Chemistry Forum

The rate constant of the elementary reaction A₂+B₂=2AB is equal to 0.161 mol^-1*s^-1. The initial concentrations of the reactants are A₂=0.04 mol/l and B₂ 0.05 mol/l. Calculate the initial rate of the reaction. (I made this request and it turned out that the speed of the reaction = 3.2*10^-4 mol/l*s.)
b) Calculate the speed in the cast when A₂ is reduced 2 times.(Here the solution to the exercise is different and the way I solved it is different. Since the concentration of A₂ has been reduced by 2 times, then it falls to 0.02. So it turns out that during this reaction 0.02 mol of A₂ was consumed. Since the ratio is 1:1, 0.02 mol of B₂ should be consumed. Therefore, the concentration of B₂ falls to 0.03. Everything says that since A₂ is reduced by 2 times and B₂ is reduced by 2 times and the concentration of B₂ is 0.025. I don't understand why?)

I think its not a consumption.
The concentration is reduced from 0,04 to 0,02
The reaction took place 0,04 with 0,05 means to keep the ratio it is 0,02 to 0,025. B is also reduced 2 times from 0,05 to 0,025.

yes but the consumption of A₂ is 0.02

It said A₂ is reduced 2 times, not consummed. So it was taken out or removed. The same has to be done with B₂.
The reaction is of course 1:1.
But if 0.02 mol A₂ has reacted, then also 0,02 mol B₂ has reacted and the new value is 0,03 mol.

Okay thxx a lott

Oh, I got some useful infor here.
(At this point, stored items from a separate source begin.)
PR #2418, opened 2024-07-31
animate: Add blinds animation

soreau:
Add blinds animation.


soreau:
Closing this because this animation is now part of wayfire-plugins-extra 'extra-animations' plugin.

PR #830, opened 2021-12-13
Add basic roadmap as a start

stackedsax:
I'd love some more eyes/thoughts on this before we merge it in.  I threw some high-level aspirational bullet points that I saw floating around and put some dates on them, but it's all completely arbitrary.

I'd love:
- Any more big-ticket items that people have in their minds
- Any suggestions as to how to more intelligently order these items into releases
- Input on the dates that I've arbitrarily set here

Big thanks

To calculate the initial rate of the reaction, we can use the rate law of a first-order reaction:

Velocity = k[A₂][B₂]

where k is the rate constant and [A₂] and [B₂] are the initial concentrations of the reactants.

a) To calculate the initial rate of the reaction:
k = 0.161 mol^-1*s^-1
[A₂] = 0.04 mol/l
[B₂] = 0.05 mol/l

Initial velocity = k[A₂][B₂]
= 0.161 mol^-1s^-1 * 0.04 mol/l * 0.05 mol/l
= 3.2 * 10^-4 mol/ls

So, the initial rate of the reaction is 3.2 * 10^-4 mol/l*s.

b) To calculate the rate of the reaction when the concentration of A₂ is halved, we must use the new concentrations:

[A₂] = 0.02 mol/l
[B₂] = ?

In the stoichiometric reaction, the ratio is 1:1, which means that for every mole of A₂ that is consumed, one mole of B₂ is also consumed.

If the concentration of A₂ is halved (0.02 mol/l), then 0.02 mol of B₂ will also be consumed.

To find the new concentration of B₂, we must subtract the 0.02 mol consumed from the initial concentration of B₂ (0.05 mol/l):

[B₂] = 0.05 mol/l - 0.02 mol
= 0.03 mol/l

Therefore, the new concentration of B₂ is 0.03 mol/L.

The difference in the answer is due to an error in your calculation. The B₂ concentration is reduced to 0.03 mol/l, not 0.025 mol/l. Following the stoichiometry of the reaction, 0.02 mol of B₂ is consumed when the concentration of A₂ is halved, resulting in a final concentration of 0.03 mol/L for B₂.

It's really thanks to everyone that I can do more chemistry homework. Balancing moles of things. I'm really confused and don't understand how to do it

Give an example, what is your problem?